Small Company | Sales (in million $) | Earnings (in million $) |
---|---|---|
1 | 89.2 | 4.9 |
2 | 18.6 | 4.4 |
3 | 18.2 | 1.3 |
4 | 71.7 | 8.0 |
5 | 58.6 | 6.6 |
6 | 46.8 | 4.1 |
7 | 17.5 | 2.6 |
8 | 11.9 | 1.7 |
9 | 19.6 | 3.5 |
10 | 51.2 | 8.2 |
11 | 28.6 | 6.0 |
12 | 69.2 | 12.8 |
\(~\)
Create data manually in RStudio:
sales1 <- c(89.2, 18.6, 18.2, 71.7, 58.6, 46.8, 17.5, 11.9, 19.6, 51.2, 28.6, 69.2)
earnings <- c(4.9, 4.4, 1.3, 8.0, 6.6, 4.1, 2.6, 1.7, 3.5, 8.2, 6.0, 12.8)
\(~\)
plot(sales1, earnings, main = "Scatter Plot of Data",
xlab = "Sales (in million $)", ylab = "Earnings (in million $)")
\(~\)
The scatter plot indicates an upward linear trend of the scatter points. This would imply a positive linear relationship between Sales and Earnings.
\(~\)
b.) Find the estimated linear regression equation to predict earnings from sales. (4 pts.)

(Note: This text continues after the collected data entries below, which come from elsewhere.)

Issue #741, opened 2024-07-17
[DW] Losing metadata of address labels


nit27:
As title, the issue is found at `Overview`, `Transfers`, and `Addresses`

<img width="750" alt="Screenshot 2024-07-17 at 14 26 46" src="https://github.com/user-attachments/assets/a5621b16-11a4-417e-98b5-0e7da705dbeb">

As you can see although they're losing their names of label, they also show the colour and they are in the rectangles  

<img width="350" alt="Screenshot 2024-07-17 at 14 26 21" src="https://github.com/user-attachments/assets/6d2779bc-4ec2-4712-83b9-f3db9735bc19">

<img width="350" alt="Screenshot 2024-07-17 at 14 26 07" src="https://github.com/user-attachments/assets/abc2c173-8c4e-40ac-97a1-02f3c5650e03">

Environment:
- MacOS 13.6.7
- DW 2.3.6

nop33:
Is this a passphrase wallet?

nop33:
We are planning on adding further explanations in the UI:

- https://github.com/alephium/alephium-frontend/issues/42

nit27:
No, it isn't. The wallet only created by a seed phrase.

Hmm, you made me notice that there is no the `Default address` on top right as usual. Strange.

nit27:
- I try to label them again, but cannot. The wallet doesn't response for `Address options` to label an address when I hit to the button `Settings`.
<img width="450" alt="Screenshot 2024-07-17 at 15 28 34" src="https://github.com/user-attachments/assets/150f1fbb-0c53-45ee-a000-d2caf33c2676">  

-----
- Also try to create a new wallet with new seed, the issue is gone (and the `Default address` on the top right comes back 😅

nop33:
Hm, looks like the default address was "forgotten" somehow...

mvaivre:
I encountered this once, but I thought it was because of a corrupted state in dev mode. It was indeed because the default address was not defined.

nit27:
I've just re-installed my MacOS (made sure my computer was not compromised) and re-imported the wallets. The issue happened again with **the 1st seed**, but the **2nd seed** 🤔. Also seen that the `Send` button of the 1st wallet didn't response. Therefore, I removed the wallet with the 1st seed. Re-imported the 1st seed and now all wallets works temporarily fine.

*p.s: Multiple wallets on Linux doesn't cause this issue.*

nop33:
[...]

PR #746, opened 2024-07-23
Return first address if default not found

nop33:
Related to #741

It seems that more people are facing this bug. As a quick solution, I propose that if a default address is not found we return the first one.


mvaivre (approved):
Thanks

nop33:
@mvaivre I added another commit to make sure that if no default address if found in the metadata we update the stored metadata.

mvaivre (approved):

mvaivre (approved):
👏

reg.model4 <- lm(earnings~sales1)
pander(summary(reg.model4))
Estimate | Std. Error | t value | Pr(>|t|) | |
---|---|---|---|---|
(Intercept) | 1.852 | 1.413 | 1.311 | 0.2192 |
sales1 | 0.08357 | 0.02901 | 2.881 | 0.01635 |
Observations | Residual Std. Error | \(R^2\) | Adjusted \(R^2\) |
---|---|---|---|
12 | 2.518 | 0.4536 | 0.399 |
The estimated linear regression equation is given by: \(Earnings = 1.852 + 0.08357*Sales\)
\(~\)
c.) Compute for the coefficient of correlation. Interpret (2 pts.)
pander(cor.test(sales1, earnings, method = "pearson"))

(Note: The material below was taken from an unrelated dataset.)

PR #748, opened 2024-07-23
Provide data to AssetList with Tanstack

nop33:
This PR focuses on providing all AssetList data through Tanstack instead of Redux. This includes:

Test statistic | df | P value | Alternative hypothesis | cor |
---|---|---|---|---|
2.881 | 10 | 0.01635 * | two.sided | 0.6735 |
The obtained correlation coefficient of \(0.6735\) indicates a strong, positive linear relationship between Sales and Earnings.
\(~\)
d.) Compute the coefficient of determination. Interpret. (2 pts.)
The obtained coefficient of determination of \(0.4536\) from the simple linear regression analysis indicates that 45.36% of the variation in the dependent variable, Earning, is explained by the linear relationship between Earnings and Sales.
\(~\)
e.) For a small company with $50 million in sales, estimate the earnings. (2 pts.)
comsales <- 50
comearnings <- 1.852+(0.08357*comsales)
comearnings
## [1] 6.0305
\(~\)
For the given company with \(\$50\) million sales, the estimated earnings is \(\$6.0305\) million.